I remember how we used to say Rolling Stones guitarist, Keith Richards looked like The Crypt Keeper because he'd done so many hard drugs over the years, but I don't ever remember anyone I knew pulling out an old picture of Keith and exclaiming, "Oh, he's SO unrecognizable!" or anyone handing me an article of a similar sentiment. He was recognizable. He was recognizable as a man who had been rode hard and put out wet, thanks to his Rock n Roll lifestyle. That was all. Now we get to listen to a bunch of baby monkeys in the control room call Axl Rose unrecognizable because he had the nerve to age over a period of nearly thirty years.

In the everyday, pedestrian world it has been generally accepted as natural that young people have always looked at people ten, twenty, and thirty years their seniors and called them old, but it is a sign that our society lacks balance and perspective when the people now at the helm of the media machine are products not of the youthful-but-seasoned crowd, but of the generation which frequently likes to remind itself how young it is and creates daily news slamming people for looking like they're not in their twenties anymore... or looking like they've lived a rockstar's life when they have... or looking drug addicted when they are, and the list goes on.

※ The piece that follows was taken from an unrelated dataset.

PR #205, opened 2022-10-07
Use deletion propagation for e2e test cleanup

karlkfi:
- Rewrite test cleanup to use the RSync finalizer to delete all
  managed resources by default (for e2e tests only)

This wouldn't even have so much effect if what every cultural studies theorist has been saying for the past forty years weren't realistic: that in the post-modern era our work lives, social lives, private lives, and consumer lives have completely merged to the degree that these cultural messages are unavoidable, and translate into how we treat each other. There are plenty of us for whom a bit of hair dye and facial treatments aren't the enemy, but we wish not to have to go under the knife and join the ranks of the plastic people, lest our our attractiveness, our value as humans, and our very identities be weighed against images of ourselves from thirty years earlier. I don't like the idea that our culture is becoming a virtual version of Logan's Run, an ageist, dystopian era where people are eliminated once they're deemed too old. The only thing truly unrecongnizable to these people is what the range of the natural ageing process looks like.